It would be too easy to point to the Evan Jones’ autobiography to find the dynamic for this book: a Canadian-Greek, resident in Manchester, married to a German. What would be more natural than for Jones to look at the world askew? And to view it from the various kinds of transport that take the poet between the ‘fixed’ points of his life? ‘Because: // If something holds onto us, we can’t take it in our arms./Which suggests just one conclusion: see Gunzburg from the train.// and not only Gunzburg’ (The Intercity Express Passes Gunzburg). And there’s a quote by the Canadian critic, Northrop Frye that comes to mind: ‘The Canadian sensibility…is less perplexed by the question “Who am I?” than by some such riddle as “Where is here?”’

Jones’ apothegms embrace the transient by sending it up and pretending to throw fixity at it. And that transience is at one with Jones’ relationship with surrealism. The surrealism which imbues so much of this writing, he takes from Greek models such as Seferis and Elytis. And they took their adoption of French surrealism into a Greek world which nodded back to the Ancients. But these poets also sought to discuss Greek society which was still in the throes of escaping the legacy of Ottoman hegemony, and had yet to fully embrace a full identity in the twentieth century.

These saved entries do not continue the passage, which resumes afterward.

PR #2567, opened 2024-11-26
Adds Ballistic Derringer, and Cargo Goodies Packs

VickiMorris:
## About The Pull Request

Adds a new sidearm to the selection available to the crew, a small two-shot derringer chambered in .310 Strilka (same ammo used by the bolt action rifles) and styled as a companion to the Sakhno rifle. This offers high point-blank burst damage, but is lacking in both ranged performance, and sustained damage compared to the other options that are available from cargo.

The Derringer itself has a 75% damage multiplier, and a ~~5%~~ **10%** damage drop off (per tile) on projectiles fired from it, but otherwise can still be used at a moderate range as a deterrent. This means it will deal 45 damage pointblank (assuming the target has no armor, and using regular .310 ammo), about 9 damage at a screen's distance away, and has an absolute maximum range of 10 tiles.

The cargo goody pack is ~~1300~~ **~~700~~ 450** credits, putting it slightly above the plasma projector firearms, and most melee weaponry. The pack comes with the derringer, and an ammo box with 10 additional shots.

As a recent change, the derringer also requires a do_after delay to load, meaning loading a cartridge takes 3/4ths of a second to perform, to prevent magdumping and being ready to fire immediately.

In addition, it also adds .310 Strilka rubber ammo boxes to the cargo import market, allowing acquisition of (less-lethal) ammo for it, and the Sakhno for the general public. It's 50 credits for 10 shots.

## Why It's Good For The Game

This offers a gun that is more heavily tilted towards self-defense, and requires a bit more thought towards when to use it due to the slight ammo scarcity (requiring either a hacked lathe to print weaker surplus rounds, or an ammo workbench). The low capacity and poor damage at range stops it from being a pocket sniper, while still giving it enough 'oomf' to justify carrying it as a non-combat focused role.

Jones does not have the agenda of cultural politics of Seferis and Elytis. But he does see the world as quietly absurd, so pretensions are deftly skewered, alongside the way an ‘artist’ will claim allegiance and identity where none such exists; ‘Take a Spanish painter and put him in Paris. Take a Greek painter and put him in Madrid. Take a Quebecois painter and put him in Paris, too, and a German and a couple more Spaniards and also a Greek-born Italian. You wouldn’t believe what I’m doing now. I’m up very late. […] The mattress is filling with honey and the box spring is humming like bees; my hand is in my pyjama bottoms. I stop and say, it isn’t love that makes you weak, to the night table and maybe the bed frame. Take an Italian Futurist for example.’ (Little Notes on Painting)

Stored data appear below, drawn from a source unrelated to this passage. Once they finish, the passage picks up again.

PR #347, opened 2017-07-17
Add RetryIcon to styleconf and Red Color to show error

vmartos:


VAS.Core/StyleConf.cs
```diff
@@ -262,6 +263,10 @@ public class StyleConf
 
 		public const string MissingVideo = "icons/hicolor/scalable/actions/vas-missing-video" + IMAGE_EXT;
 
+		public const string RetryIcon = "vas-retry";
+
+		public static Color RedError = Color.Parse ("#AD474A");
```
ylatuya: Move to a property to StyleConf

PR #350, opened 2017-07-25
VAS-96

dfernandezramos:


dfernandezramos:
Still pending to do the same change in longomatch when this is approved

build/git-version-gen
```diff
@@ -2,242 +2,23 @@
...
-          case $v in
-            *-dirty) ;;
-            *) v="$v-dirty" ;;
-          esac ;;
-  esac
-fi
+# Read the version from the file
+while IFS='' read -r line || [[ -n "$line" ]]; do
+    v=`echo "$line"`
+done < "Version.txt"
```
vguzmanp: The version is always the first line, isn't it? It can be done with `IFS='' read -r line < "Version.txt"` directly.

build/git-version-gen
```diff
@@ -2,242 +2,23 @@
...
+
+# Recreate the number of commits and append it to the version from the file.
+vcommit=`git log -n 1 --pretty=format:%H -- Version.txt`
+commit_list=`git rev-list "$vcommit"..HEAD 2>/dev/null` \
+    || { commit_list=failed;
+         echo "WARNING: git rev-list failed" 1>&2; }
+numcommits=`echo "$commit_list" | wc -l`
+#1.1.1-3-gf76210a
+#1.1.1.3-f762
+v=`echo "$v"."$numcommits" | tr -d '[:space:]'`
```
vguzmanp: This doesn't add the `-<hash>` at the end, is that intentional?

build/git-version-gen
```diff
@@ -2,242 +2,23 @@
...
+done < "Version.txt"
+
+# Recreate the number of commits and append it to the version from the file.
+vcommit=`git log -n 1 --pretty=format:%H -- Version.txt`
+commit_list=`git rev-list "$vcommit"..HEAD 2>/dev/null` \
+    || { commit_list=failed;
+         echo "WARNING: git rev-list failed" 1>&2; }
+numcommits=`echo "$commit_list" | wc -l`
+#1.1.1-3-gf76210a
+#1.1.1.3-f762
```
vguzmanp: Why these two comments?

build/git-version-gen
```diff
@@ -6,19 +6,17 @@ scriptversion=2014-12-02.19; # UTC
 v=
 
 # Read the version from the file
-while IFS='' read -r line || [[ -n "$line" ]]; do
-    v=`echo "$line"`
-done < "Version.txt"
+IFS='' read -r line < "Version.txt"
+v=`echo "$line"`
```
vguzmanp: You don't need the `echo`. `line` is the variable name already. You can write `...read -r v <...`

vguzmanp: Or, to keep readability, `v=$line`

build/git-version-gen
```diff
@@ -2,242 +2,21 @@
...
-          esac ;;
-  esac
-fi
+# Recreate the number of commits and append it to the version from the file.
+vcommit=`git log -n 1 --pretty=format:%H -- Version.txt`
+commit_list=`git rev-list "$vcommit"..HEAD 2>/dev/null` \
+    || { commit_list=failed;
+         echo "WARNING: git rev-list failed" 1>&2; }
+numcommits=`echo "$commit_list" | wc -l`
+h=`git describe --abbrev=4 HEAD  | head -n1 | cut -d "-" -f3`
```
vguzmanp: Why use one-letter variables? `v` I understand because it was the one already in use, but `h`?

vguzmanp: `head` is useless here, as git describe returns a single line

build/git-version-gen
```diff
@@ -7,16 +7,16 @@ v=
...
 
 # Recreate the number of commits and append it to the version from the file.
 vcommit=`git log -n 1 --pretty=format:%H -- Version.txt`
 commit_list=`git rev-list "$vcommit"..HEAD 2>/dev/null` \
     || { commit_list=failed;
          echo "WARNING: git rev-list failed" 1>&2; }
 numcommits=`echo "$commit_list" | wc -l`
-h=`git describe --abbrev=4 HEAD  | head -n1 | cut -d "-" -f3`
-v=`echo "$v"."$numcommits"-"$h" | tr -d '[:space:]'`
+last_tag_hash=`git describe --abbrev=4 | head -n1 | cut -d "-" -f3`
```
vguzmanp: 😄 The `head` that I said is useless is the `head -n1`.

Funnily enough, the `HEAD` in the git command was also useless as it's implied if you don't pass it.

vguzmanp: what git describe is returning is not the last tag hash, it's the current commit's hash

Jones ends the book with a long, picaresque sequence ‘Constantine and Arete: an autobiography’. The poem purports to be a nod towards a medieval Greek ballad ‘The Song of the Dead Brother’. Constantine and Arete appear, respectively, to be male and female characters on a journey in which, loosely, Constantine brings his sister back from matchmakers. And in the course of the poem, the characters die, reappear and disappear again. They also visit the Reading Room of the British Museum, listen to Sigur Ros and Thelma Houston, and are present in Constantinople in 1453, as the city falls to the Ottomans. But the poem is subtitled ‘an autobiography’. Thus, the first person here appears as part of an Audenesque dialogue; Jones the Greek speaker would know the meanings of ‘Constantine’ and ‘Arete’, in English as ‘constancy’ and ‘virtue’. ‘Evan’ himself appears towards the end of the poem, of whom ‘Not one [of his family] knows where you are’.

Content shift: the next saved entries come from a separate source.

PR #351, opened 2017-07-26
Ra 1031

vguzmanp:


VAS.UI.Gtk2/UI/Component/JobsManagerView.cs
```diff
@@ -105,6 +105,12 @@ public void OnLoad ()
 
 		public void OnUnload ()
 		{
+			ctx.Dispose ();
+			ctx = null;
+			ViewModel.Dispose ();
+			ViewModel = null;
+			treeview.Dispose ();
+			treeview = null;
```
vmartos: Maybe on the OnDestroyed or Dispose method?

VAS.Core/MVVMC/ControllerBase.cs
```diff
@@ -103,9 +104,42 @@ public class ControllerBase<TViewModel> : ControllerBase
 			}
 		}
 
+		public override async Task Start ()
+		{
+			await base.Start ();
+			if (ViewModel == null) {
+				throw new InvalidOperationException ($"The controller {GetType ()} needs a ViewModel before starting");
+			}
+			ConnectEvents ();
```
vguzmanp: It's just for safety. Forcing them to subscribe correctly means that we are sure that they are unsubscribed when needed.

If they don't want to subscribe they can just leave it there (so an empty handler will be subscribed) or override `ConnectEvents` and don't call the base method.

vguzmanp: All controllers that are tied to a ViewModel should be migrated to this structure, which ones are not doing it? I could migrate them all at the same time

VAS.Core/ViewModel/PlaylistCollectionVM.cs
```diff
@@ -38,12 +38,20 @@ public class PlaylistCollectionVM : LimitedCollectionViewModel<Playlist, Playlis
...
+
+		static void LoadIcons ()
+		{
 			deleteIcon = App.Current.ResourcesLocator.LoadIcon ("vas-delete", App.Current.Style.IconSmallWidth);
 			newIcon = App.Current.ResourcesLocator.LoadIcon ("vas-new-playlist", App.Current.Style.IconSmallWidth);
 		}
 
 		public PlaylistCollectionVM ()
 		{
+			if (deleteIcon == null || deleteIcon.Width == -1) {
```
vguzmanp: Yes... I'm not sure how to properly fix this actually.

The playlist subtoolbar has buttons with an icon that they get from here. When destroying the button, the image is destroyed as well, regardless of it being static. Then the next time you use the icon, it calls the already disposed icon, and crashes.

I tried removing the image from the buttons before the dispose, but it didn't work.

VAS.Core/ViewModel/MediaFileSetVM.cs
```diff
@@ -28,22 +28,32 @@ namespace VAS.Core.ViewModel
 	/// </summary>
 	public class MediaFileSetVM : CollectionViewModel<MediaFile, MediaFileVM>, IViewModel<MediaFileSet>
 	{
-		MediaFileSet model;
+		new MediaFileSet model;
```
vguzmanp: Done

VAS.Core/MVVMC/ControllerBase.cs
vmartos: AnalysisController is tied to a VM but subscribes only to the FileSet and Timeline VM, you can override here the ConnectEvents.

In fact most of the Controllers just inherit from ControllerBase even if it receives a VM, Then fill up all of it's ViewModels and then they subscribe to property changes. So i wonder if we can move the ConnectEvents to the ControllerBase (being empty), then ControllerBase<VM> override to connect to its VM. And so later all of Controllers that inherits from ControllerBase could override the ConnectEvents to connect all of his VM's to the property changes, but that is only an idea, because now it will require quite a few changes to all controllers.

For example TaggingController when setting the VideoPlayerVM it subscribes to Property changes but then it do not unsubscribe in Stop, if we make the ConnectEvents available to all controllers we can just apply this structure to all the controllers

VAS.Core/ViewModel/PlaylistCollectionVM.cs
vmartos: ok, for me is ok then

PR #352, opened 2017-07-28
LON-1039

vmartos:


VAS.Core/License/LicenseLimitation.cs
```diff
@@ -20,45 +20,15 @@
...
-	/// </summary>
 	public class LicenseLimitation : BindableBase
 	{
-		int maximum;
-
 		/// <summary>
 		/// Gets or sets the name of the limitation.
 		/// </summary>
 		/// <value>The name of the limitation.</value>
 		public string Name { get; set; }
```
SandraPG85: Add a FeatureLimitation where the feature description can be set to display in the upgrade dialog.
Also rename the Name property in the LicenseLimitation for a name that refers the registration purpose of the field.
Update the FeatureLimitationVM in consequence.

VAS.Services/LicenseLimitationsService.cs
```diff
@@ -116,17 +130,74 @@ public void Add (LicenseLimitation limitation, Command command = null)
...
+		/// Checks if a limitation feature can be executed
+		/// </summary>
+		/// <param name="name">Name of the feature limitation</param>
+		public bool CanExecuteFeature (string name)
+		{
+			var featureLimitVM = Get<FeatureLimitationVM> (name);
+
+			if (featureLimitVM == null) {
+				throw new InvalidOperationException ("Cannot get Feature, because it wasn't registered," +
+													 "register the feature prior calling this method");
```
SandraPG85: As we discussed in the daily meeting, if the feature has not been registered then it is not limited and it can be executed.

VAS.Services/ViewModel/UpgradeLimitationVM.cs
```diff
@@ -0,0 +1,62 @@
...
+//  Foundation, Inc., 51 Franklin St, Fifth Floor, Boston, MA 02110-1301, USA.
+//
+using System;
+using VAS.Core.Common;
+using VAS.Core.MVVMC;
+using VAS.Core.ViewModel;
+
+namespace VAS.Services.ViewModel
+{
+	public class UpgradeLimitationVM : ViewModelBase
```
SandraPG85: Comment the class and the public properties

VAS.UI.Gtk2/UI/Panel/UpgradeLimitationPanel.cs
```diff
@@ -0,0 +1,213 @@
...
+			get {
+				return viewModel;
+			}
+
+			set {
+				viewModel = value;
+				if (viewModel != null) {
+					AddFeatures ();
+					ConfigureSeeOtherPlans ();
+					ctx.UpdateViewModel (viewModel);
```
SandraPG85: The add features and configureotherplans can be moved to the load function?

SandraPG85: If the viewnodel changes, the old features are removed?

vmartos: If i move to Load function it doesn't render the features, don't tell me why -_-... but when a new ViewModel is set it removes the old features before setting the new ones.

However, that fluidity is embraced with such a warm, beguiling tone that we might all embrace it. And Jones’ control of these fluidities is so, ironically, firm and strong that the reader accepts them as part of the general triumph of the outlook of the book. The words ‘exciting’ and ‘necessary’ are too often bandied about when a new(-ish) writer surfaces, but this book is both of these things. Jones reintroduces surrealism back into the mainstream of British poetry, but he also does something new. He shows that surrealism can deal with identity in a way which is contemporary and responsive to the internationalised lives which are lead in the twenty-first century. And Jones does this with wit, warmth and a sweet, suave irony.